Oh well, even if he is a spineless coward he at least has some buddies to defend him by reporting the thread as a personal attack. Well done, mannydipresso!
Manny (formerly Eric J-D or something like that) has written a few good things and I've even had a nice PM chat with him a couple times. But for quite a while all I see out of him is, well, Vladimir-Posnerism (to coin a term).
And -E. says sensible and thoughtful things, which really are out of place on rpg.net.
Yeah, on the one hand Mr. -E
seems to miss the main textual thrust of the heartbreaker essays--I mean "uninformed derivatives of D&D with just one or two nuggets of gold", sure I've seen those. What was that one, Knights and Berserkers and Legerdemain?....pretty much defined the idea, if not by the system (which I really don't know at all) then the utter failure of the author to really explain why anyone should bother with it at all. Which he did to me (i.e., utterly fail to explain the reason for his game) in person at Origins lo these many years ago, BTW.
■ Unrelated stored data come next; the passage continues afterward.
PR #2457, opened 2018-07-23
Add Constant Dynamic in GC Implementation

Ailloviee:
Implemented condy iterator in constant pool and added it to the GC
Implementation
(/runtime/gc_glue_java/CollectorLanguageInterfaceImpl.cpp).

This is dependent on https://github.com/eclipse/openj9/pull/1533


runtime/gc_glue_java/CollectorLanguageInterfaceImpl.cpp
```diff
@@ -428,6 +432,16 @@ MM_CollectorLanguageInterfaceImpl::scavenger_hasIndirectReferentsInNewSpace(MM_E
 				}
 			}
 		}
+		GC_ConstantPoolConstantDynamicSlotIterator constantPoolConstantDynamicSlotIterator(env, classToScan);
+		while(NULL != (slotPtr = (omrobjectptr_t*)constantPoolConstantDynamicSlotIterator.nextSlot())) {
+			omrobjectptr_t condyObjectPtr = *slotPtr;
```
dmitripivkine: why not to to have just "objectPtr" name?

runtime/gc_structs/ConstantPoolConstantDynamicSlotIterator.cpp
```diff
@@ -0,0 +1,74 @@
...
+			_cpDescription = *_cpDescriptionSlots;
+			_cpDescriptionSlots += 1;
+			_cpDescriptionIndex = J9_CP_DESCRIPTIONS_PER_U32;
+		}
+
+		slotType = _cpDescription & J9_CP_DESCRIPTION_MASK;
+		slotPtr = _cpEntry;
+
+		/* Adjust the CP slot and description information */
+		_cpEntry = (J9Object **)( ((U_8 *)_cpEntry) + sizeof(J9RAMConstantPoolItem) );
```
dmitripivkine: please do not put extra spaces between brackets

runtime/gc_glue_java/CollectorLanguageInterfaceImpl.cpp
```diff
@@ -394,6 +394,10 @@ MM_CollectorLanguageInterfaceImpl::scavenger_scavengeIndirectObjectSlots(MM_Envi
 		while((slotPtr = classStaticsIterator.nextSlot()) != NULL) {
 			shouldBeRemembered = _extensions->scavenger->copyObjectSlot(env, slotPtr) || shouldBeRemembered;
 		}
+		GC_ConstantPoolConstantDynamicSlotIterator constantPoolConstantDynamicSlotIterator(env, classToScan);
+		while((slotPtr = constantPoolConstantDynamicSlotIterator.nextSlot()) != NULL) {
```
tajila: add space between `while` and `(`

runtime/gc_glue_java/CollectorLanguageInterfaceImpl.cpp
```diff
@@ -428,6 +432,16 @@ MM_CollectorLanguageInterfaceImpl::scavenger_hasIndirectReferentsInNewSpace(MM_E
 				}
 			}
 		}
+		GC_ConstantPoolConstantDynamicSlotIterator constantPoolConstantDynamicSlotIterator(env, classToScan);
+		while(NULL != (slotPtr = (omrobjectptr_t*)constantPoolConstantDynamicSlotIterator.nextSlot())) {
```
tajila: same here

runtime/gc_glue_java/CollectorLanguageInterfaceImpl.cpp
```diff
@@ -428,6 +432,16 @@ MM_CollectorLanguageInterfaceImpl::scavenger_hasIndirectReferentsInNewSpace(MM_E
...
+			omrobjectptr_t condyObjectPtr = *slotPtr;
+			if (NULL != condyObjectPtr){
```
tajila: add space between `)` and `{`

runtime/gc_glue_java/CollectorLanguageInterfaceImpl.cpp
```diff
@@ -447,6 +461,10 @@ MM_CollectorLanguageInterfaceImpl::scavenger_fixupIndirectObjectSlots(MM_Environ
 		while((slotPtr = classStaticsIterator.nextSlot()) != NULL) {
 			_extensions->scavenger->fixupSlotWithoutCompression(slotPtr);
 		}
+		GC_ConstantPoolConstantDynamicSlotIterator constantPoolConstantDynamicSlotIterator(env, classToScan);
+		while((slotPtr = constantPoolConstantDynamicSlotIterator.nextSlot()) != NULL) {
```
tajila: same here

runtime/gc_glue_java/CollectorLanguageInterfaceImpl.cpp
```diff
@@ -465,6 +483,10 @@ MM_CollectorLanguageInterfaceImpl::scavenger_backOutIndirectObjectSlots(MM_Envir
 		while((slotPtr = classStaticsIterator.nextSlot()) != NULL) {
 			_extensions->scavenger->backOutFixSlotWithoutCompression(slotPtr);
 		}
+		GC_ConstantPoolConstantDynamicSlotIterator constantPoolConstantDynamicSlotIterator(env, classToScan);
+		while((slotPtr = constantPoolConstantDynamicSlotIterator.nextSlot()) != NULL) {
```
tajila: and here

runtime/gc_structs/ConstantPoolConstantDynamicSlotIterator.hpp
```diff
@@ -0,0 +1,83 @@
...
+	U_32 *_cpDescriptionSlots;
+	U_32 _cpDescription;
+	UDATA _cpDescriptionIndex;
+	
+public:
+	GC_ConstantPoolConstantDynamicSlotIterator(MM_EnvironmentBase *env, J9Class *clazz) :
+		_cpEntry((J9Object **)J9_CP_FROM_CLASS(clazz)),
+		_cpEntryCount(clazz->romClass->ramConstantPoolCount)
+	{
+		if(J2SE_VERSION((J9JavaVM*)env->getLanguageVM()) < J2SE_V11) {
```
tajila: add a comment here saying:
```
TODO: detect whether class can have any Condy entries
```

tajila: Also update the commit message saying this is the firs part of two changes, the next change will check if the class contains any Condy cp entries

runtime/gc_structs/ConstantPoolConstantDynamicSlotIterator.hpp
```diff
@@ -0,0 +1,84 @@
...
+		/*TODO: detect whether class can have any Condy entries*/
+			_cpEntryCount = 0;
+		}
+		_cpEntryTotal = _cpEntryCount;
+		if(_cpEntryCount) {
+			_cpDescriptionSlots = SRP_PTR_GET(&clazz->romClass->cpShapeDescription, U_32 *);
+			_cpDescriptionIndex = 0;
+		}
+
```
dmitripivkine: remove this empty line please

amicic:
Another dilemma is: should we just extend nextSlot() for GC_ClassStaticsIterator to iterate these new slots too. so we don't 'pollute' CollectorLanguageInterface?

tajila:
> I have a related question: when you access those fields anywhere in VM code, do you do it directly? I think you should be using J9STATIC_ADDRESS_LOAD/STORE and similar macros/APIs.

Yes, they are accessed directly. We currently do not have any 'barrier' macros for accessing objects in the constantpool

amicic:
I don't have a strong opinion either, so I guess, leaving 'as is' ok for now. 

Btw if the new top level iterator is to be eventaully introduced ClassIndirect  in the name would not be quite right - we are talking about _Object_ Indirect

dmitripivkine:
I noticed we do currently have logic to iterate Constant Dynamic objects in ConstantPoolObjectSlotIterator. So an idea to introduce another ConstantPoolConstantDynamicSlotIterator looks wrong. This duplication of code should be avoided. Looks like right way to go is modify ConstantPoolObjectSlotIterator to add mode to return back Constant Dynamic objects only.

runtime/gc_structs/ConstantPoolObjectSlotIterator.hpp
```diff
@@ -69,9 +69,9 @@ class GC_ConstantPoolObjectSlotIterator
 	 */
 	MMINLINE IDATA getIndex() {
 		return _cpEntryTotal - _cpEntryCount - 1;
-	}
+	};
 
-	j9object_t *nextSlot();
+	j9object_t *nextSlot(Boolean condyOnly, MM_EnvironmentBase *env);
```
tajila: I think by convention `MM_EnvironmentBase *env` should be first

runtime/gc_glue_java/CollectorLanguageInterfaceImpl.cpp
```diff
@@ -384,6 +384,7 @@ bool
 MM_CollectorLanguageInterfaceImpl::scavenger_scavengeIndirectObjectSlots(MM_EnvironmentStandard *env, omrobjectptr_t objectPtr)
 {
 	bool shouldBeRemembered = false;
+	bool condyOnly = true;
```
tajila: don't declare the local, just pass `true` to the function

runtime/gc_structs/ConstantPoolObjectSlotIterator.cpp
```diff
@@ -35,35 +35,69 @@
...
+			/* Adjust the CP slot and description information */
+			_cpEntry = (j9object_t *) (((U_8 *) _cpEntry)
+					+ sizeof(J9RAMConstantPoolItem));
+			_cpEntryCount -= 1;
+
+			_cpDescription >>= J9_CP_BITS_PER_DESCRIPTION;
+			_cpDescriptionIndex -= 1;
+
+			/* Determine if the slot should be processed */
+			switch (slotType) {
```
tajila: I think you can recude the amount of code duplication if you put the if around the `switch` instead

runtime/gc_structs/ConstantPoolObjectSlotIterator.cpp
```diff
@@ -35,18 +35,22 @@
...
  * @return NULL if there are no more object references
+ *
+ * If condyOnly flag is set and Java version is SE11 and above:
+ * @return the next Condy reference from the constant pool
+ * @return NULL if there are no more references
  */
 j9object_t *
-GC_ConstantPoolObjectSlotIterator::nextSlot()
-{
+GC_ConstantPoolObjectSlotIterator::nextSlot(MM_EnvironmentBase *env, Boolean condyOnly) {
```
amicic: condyOnly should be a member of the class, passed only once to the constructor. no need to pass it every time on nextSlot()

gacholio:
Any update here? Can this be staged (iterate CP in scavenger, optimize for no new stores later)?

runtime/gc_structs/ConstantPoolObjectSlotIterator.hpp
```diff
@@ -48,18 +50,41 @@ class GC_ConstantPoolObjectSlotIterator
 	U_32 *_cpDescriptionSlots;
 	U_32 _cpDescription;
 	UDATA _cpDescriptionIndex;
+	bool _condyOnly;
+	bool _condyEnabled;
```
amicic: I'm not strictly opposed to this _condyEnabled flag, but wondring if it's really necessary. Would not iterator even without this flag return null in a case the system is not 'enabled' by simply not finding any slot of Constant Dynamic type?

gacholio: If it's really important, I suspect a compile-time test of the JDK level could be used. Recent discussions with @charliegracie implied that we may want to scan Strings as well (stop tenuring String literals immediately).

amicic: I guess, there is performance implication, since the flag would help avoid the search, but then, I'm not sure how often we would instantiate and use the iterator with condyOnly on a not enabled system?

runtime/gc_structs/ConstantPoolObjectSlotIterator.cpp
```diff
@@ -61,9 +69,17 @@ GC_ConstantPoolObjectSlotIterator::nextSlot()
...
 		_cpDescriptionIndex -= 1;
-
-		/* Determine if the slot should be processed */
-		switch (slotType) {
+		/* If _condyOnly is TRUE, return the next constant dynamic slot in constant pool
+		 * Otherwise return the next object */
+		if (_condyOnly) {
+			/* Determine if the slot is constant dynamic */
+			if (slotType == J9CPTYPE_CONSTANT_DYNAMIC) {
+				result = &(((J9RAMConstantDynamicRef *) slotPtr)->value);
```
tajila: missing the exception check

runtime/gc_structs/ConstantPoolObjectSlotIterator.cpp
```diff
@@ -61,9 +69,17 @@ GC_ConstantPoolObjectSlotIterator::nextSlot()
...
 		_cpDescription >>= J9_CP_BITS_PER_DESCRIPTION;
 		_cpDescriptionIndex -= 1;
-
-		/* Determine if the slot should be processed */
-		switch (slotType) {
+		/* If _condyOnly is TRUE, return the next constant dynamic slot in constant pool
+		 * Otherwise return the next object */
+		if (_condyOnly) {
+			/* Determine if the slot is constant dynamic */
+			if (slotType == J9CPTYPE_CONSTANT_DYNAMIC) {
```
tajila: make a private function for this so the code isn't duplicated

runtime/gc_structs/ConstantPoolObjectSlotIterator.hpp
```diff
@@ -48,18 +50,41 @@ class GC_ConstantPoolObjectSlotIterator
...
+		_condyEnabled(true)
 	{
 		_cpEntryTotal = _cpEntryCount;
 		if(_cpEntryCount) {
 			_cpDescriptionSlots = SRP_PTR_GET(&clazz->romClass->cpShapeDescription, U_32 *);
 			_cpDescriptionIndex = 0;
 		}
+	};
 
+	GC_ConstantPoolObjectSlotIterator(MM_EnvironmentBase *env, J9Class *clazz, bool condyOnly) :
```
tajila: use one constructor

runtime/gc_glue_java/CollectorLanguageInterfaceImpl.cpp
```diff
@@ -394,6 +394,11 @@ MM_CollectorLanguageInterfaceImpl::scavenger_scavengeIndirectObjectSlots(MM_Envi
 		while((slotPtr = classStaticsIterator.nextSlot()) != NULL) {
 			shouldBeRemembered = _extensions->scavenger->copyObjectSlot(env, slotPtr) || shouldBeRemembered;
 		}
+		GC_ConstantPoolObjectSlotIterator constantPoolObjectSlotIterator((J9JavaVM*)_omrVM->_language_vm, classToScan, true);
+		while ((slotPtr = constantPoolObjectSlotIterator.nextSlot()) != NULL) {
+			shouldBeRemembered = _extensions->scavenger->copyObjectSlot(env, slotPtr) || shouldBeRemembered;
+			printf("GC!!\n");
```
DanHeidinga: Looks like the debug `printf()` call snuck into the PR.  Please remove it.

runtime/gc_glue_java/CollectorLanguageInterfaceImpl.cpp
```diff
@@ -428,6 +433,17 @@ MM_CollectorLanguageInterfaceImpl::scavenger_hasIndirectReferentsInNewSpace(MM_E
 				}
 			}
 		}
+		GC_ConstantPoolObjectSlotIterator constantPoolObjectSlotIterator((J9JavaVM*)_omrVM->_language_vm, classToScan, true);
+		while (NULL != (slotPtr = (omrobjectptr_t*)constantPoolObjectSlotIterator.nextSlot())) {
+			omrobjectptr_t objectPtr = *slotPtr;
+			if (NULL != objectPtr) {
+				if (_extensions->scavenger->isObjectInNewSpace(objectPtr)){
+					printf("GC!!\n");
```
DanHeidinga: Another printf

runtime/gc_glue_java/CollectorLanguageInterfaceImpl.cpp
```diff
@@ -447,6 +463,11 @@ MM_CollectorLanguageInterfaceImpl::scavenger_fixupIndirectObjectSlots(MM_Environ
 		while((slotPtr = classStaticsIterator.nextSlot()) != NULL) {
 			_extensions->scavenger->fixupSlotWithoutCompression(slotPtr);
 		}
+		GC_ConstantPoolObjectSlotIterator constantPoolObjectSlotIterator((J9JavaVM*)_omrVM->_language_vm, classToScan, true);
+		while ((slotPtr = constantPoolObjectSlotIterator.nextSlot()) != NULL) {
+			_extensions->scavenger->fixupSlotWithoutCompression(slotPtr);
+			printf("GC!!\n");
```
DanHeidinga: printf

runtime/gc_glue_java/CollectorLanguageInterfaceImpl.cpp
```diff
@@ -465,6 +486,11 @@ MM_CollectorLanguageInterfaceImpl::scavenger_backOutIndirectObjectSlots(MM_Envir
 		while((slotPtr = classStaticsIterator.nextSlot()) != NULL) {
 			_extensions->scavenger->backOutFixSlotWithoutCompression(slotPtr);
 		}
+		GC_ConstantPoolObjectSlotIterator constantPoolObjectSlotIterator((J9JavaVM*)_omrVM->_language_vm, classToScan, true);
+		while ((slotPtr = constantPoolObjectSlotIterator.nextSlot()) != NULL) {
+			_extensions->scavenger->backOutFixSlotWithoutCompression(slotPtr);
+			printf("GC!!\n");
```
DanHeidinga: printf

Ailloviee: sorry I just made some changes earlier this day and I'm still testing it

gacholio:
It's not clear to me from reading the code if both slots in the CP entry are walked for condy (both contain objects).

runtime/gc_structs/ClassIterator.hpp
```diff
@@ -80,7 +80,7 @@ class GC_ClassIterator {
 		, _state(classiterator_state_start)
 		, _scanIndex(0)
 		, _classStaticsIterator(env, clazz)
-		, _constantPoolObjectSlotIterator(clazz)
+		, _constantPoolObjectSlotIterator((J9JavaVM*)env->getLanguageVM(), clazz)
```
dmitripivkine: would you please add space before star (J9JavaVM *) ?

runtime/gc_structs/ClassIterator.hpp
```diff
@@ -92,7 +92,7 @@ class GC_ClassIterator {
 		, _state(classiterator_state_start)
 		, _scanIndex(0)
 		, _classStaticsIterator(extensions, clazz)
-		, _constantPoolObjectSlotIterator(clazz)
+		, _constantPoolObjectSlotIterator((J9JavaVM*)extensions->getOmrVM()->_language_vm, clazz)
```
dmitripivkine: would you please add space before star (J9JavaVM *) ?

tajila:
@gacholio I thought only one of the two slots can contain an object at any point in time

gacholio:
@tajila Maybe only one at a time, but both are object slots - we certainly don't want the GC decoding the resolution state of the entry. Both slots need to be walked.

dmitripivkine:
Jenkins test sanity pLinux jdk11

runtime/gc_structs/ConstantPoolObjectSlotIterator.hpp
```diff
@@ -48,18 +49,44 @@ class GC_ConstantPoolObjectSlotIterator
...
+	 * @return exception otherwise
+	 */
+	MMINLINE j9object_t* scanCondySlot(j9object_t *slotPtr)
+	{
+		j9object_t * result;
+		if (NULL != ((J9RAMConstantDynamicRef *) slotPtr)->value) {
+			result = &(((J9RAMConstantDynamicRef *) slotPtr)->value);
+		} else {
+			result = &(((J9RAMConstantDynamicRef *) slotPtr)->exception);
+		}
```
DanHeidinga: Did GAC's comment about both slots needing to be scanned get addressed?  This looks like it only scans 1 or the other

tajila: @DanHeidinga not yet 

@Ailloviee  you'll need to add  additional state information to return two slots from one cpentry

gacholio: The code is technically correct at the moment, but it's a timebomb waiting to go off.

runtime/gc_structs/ConstantPoolObjectSlotIterator.hpp
```diff
@@ -48,18 +49,52 @@ class GC_ConstantPoolObjectSlotIterator
...
+	MMINLINE j9object_t* scanCondySlot(j9object_t *slotPtr)
+	{
+		j9object_t * result;
+		if (_isPreviousCondy) {
+			result = &(((J9RAMConstantDynamicRef *) slotPtr)->exception);
+			_isPreviousCondy = false;
+		} else {
+			result = &(((J9RAMConstantDynamicRef *) slotPtr)->value);
+			_isPreviousCondy = true;
+	         _cpEntry = (j9object_t *)( ((U_8 *)_cpEntry) - sizeof(J9RAMConstantPoolItem) );
```
tajila: this needs to be tabbed

runtime/gc_structs/ConstantPoolObjectSlotIterator.cpp
```diff
@@ -61,9 +69,17 @@ GC_ConstantPoolObjectSlotIterator::nextSlot()
 
 		_cpDescription >>= J9_CP_BITS_PER_DESCRIPTION;
 		_cpDescriptionIndex -= 1;
-
-		/* Determine if the slot should be processed */
-		switch (slotType) {
+		/* If _condyOnly is TRUE, return the next constant dynamic slot in constant pool
```
tajila: move the loop iteration variables above to the end of the loop and make them conditional based on wether we are staying in the same cpentry or not for the given state

runtime/gc_structs/ConstantPoolObjectSlotIterator.hpp
```diff
@@ -48,18 +49,52 @@ class GC_ConstantPoolObjectSlotIterator
...
+	bool _condyEnabled;
+	bool _isPreviousCondy;
 	
+private:
+	/**
+	 * Scan the current constant dynamic slot
+	 * @return slot value if it is not NULL
+	 * @return exception otherwise
+	 */
+	MMINLINE j9object_t* scanCondySlot(j9object_t *slotPtr)
```
tajila: add an output parameter for this function that returns if it is moving to the next slot or not

runtime/gc_structs/ConstantPoolObjectSlotIterator.hpp
```diff
@@ -48,18 +49,52 @@ class GC_ConstantPoolObjectSlotIterator
...
+	{
+		j9object_t * result;
+		if (_isPreviousCondy) {
+			result = &(((J9RAMConstantDynamicRef *) slotPtr)->exception);
+			_isPreviousCondy = false;
+		} else {
+			result = &(((J9RAMConstantDynamicRef *) slotPtr)->value);
+			_isPreviousCondy = true;
+			_cpEntry = (j9object_t *) (((U_8 *) _cpEntry) - sizeof(J9RAMConstantPoolItem));
```
tajila: once the loop variables are moved these do not need to be here

runtime/gc_structs/ConstantPoolObjectSlotIterator.cpp
```diff
@@ -75,19 +85,27 @@ GC_ConstantPoolObjectSlotIterator::nextSlot()
...
-				} else {
-					result = &(((J9RAMConstantDynamicRef *) slotPtr)->exception);
-				}
+				result = scanCondySlot(slotPtr, _stay);
 				break;
 			default:
 				continue;
+			}
+
+			break;
```
tajila: can't break here anymore

runtime/gc_structs/ConstantPoolObjectSlotIterator.cpp
```diff
@@ -75,19 +85,27 @@ GC_ConstantPoolObjectSlotIterator::nextSlot()
...
 			case J9CPTYPE_CONSTANT_DYNAMIC:
-				if (NULL != ((J9RAMConstantDynamicRef *) slotPtr)->value) {
-					result = &(((J9RAMConstantDynamicRef *) slotPtr)->value);
-				} else {
-					result = &(((J9RAMConstantDynamicRef *) slotPtr)->exception);
-				}
+				result = scanCondySlot(slotPtr, _stay);
 				break;
 			default:
 				continue;
```
tajila: default case cannot continue anymore

runtime/gc_structs/ConstantPoolObjectSlotIterator.cpp
```diff
@@ -75,19 +86,26 @@ GC_ConstantPoolObjectSlotIterator::nextSlot()
...
+			/* Adjust the CP slot and description information */
+			_cpEntry = (j9object_t *)( ((U_8 *)_cpEntry) + sizeof(J9RAMConstantPoolItem) );
+			_cpEntryCount -= 1;
+
+			_cpDescription >>= J9_CP_BITS_PER_DESCRIPTION;
+			_cpDescriptionIndex -= 1;
 		}
 
-		return result;
+		break;
```
dmitripivkine: how it will continue to iterate for case "default" in switch above?

runtime/gc_structs/ConstantPoolObjectSlotIterator.cpp
```diff
@@ -75,19 +86,26 @@ GC_ConstantPoolObjectSlotIterator::nextSlot()
 				result = &(((J9RAMMethodHandleRef *) slotPtr)->methodHandle);
 				break;
 			case J9CPTYPE_CONSTANT_DYNAMIC:
-				if (NULL != ((J9RAMConstantDynamicRef *) slotPtr)->value) {
-					result = &(((J9RAMConstantDynamicRef *) slotPtr)->value);
-				} else {
-					result = &(((J9RAMConstantDynamicRef *) slotPtr)->exception);
-				}
+				result = scanCondySlot(slotPtr, &nextSlot);
```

But it all falls down in the face of Palladium, and Bard's Atlantis, and Talislanta, and very likely Earthdawn. And that's just on the raw mechanical level; once you get to the bit that -E highlighted, the part about "social contract time bombs", the net becomes wider...and less accurate. This is one of the deep messages of the essays. The other message, or implication, really, whether RE realizes it or not, is that heartbreakers are heartbreakers largely because of failures of marketing, not design. And this leads right into his other agenda, which is the creation and maintenance of a market-as-community. I don't think this can be denied, it's only a matter of whether you put a positive spin on it or negative.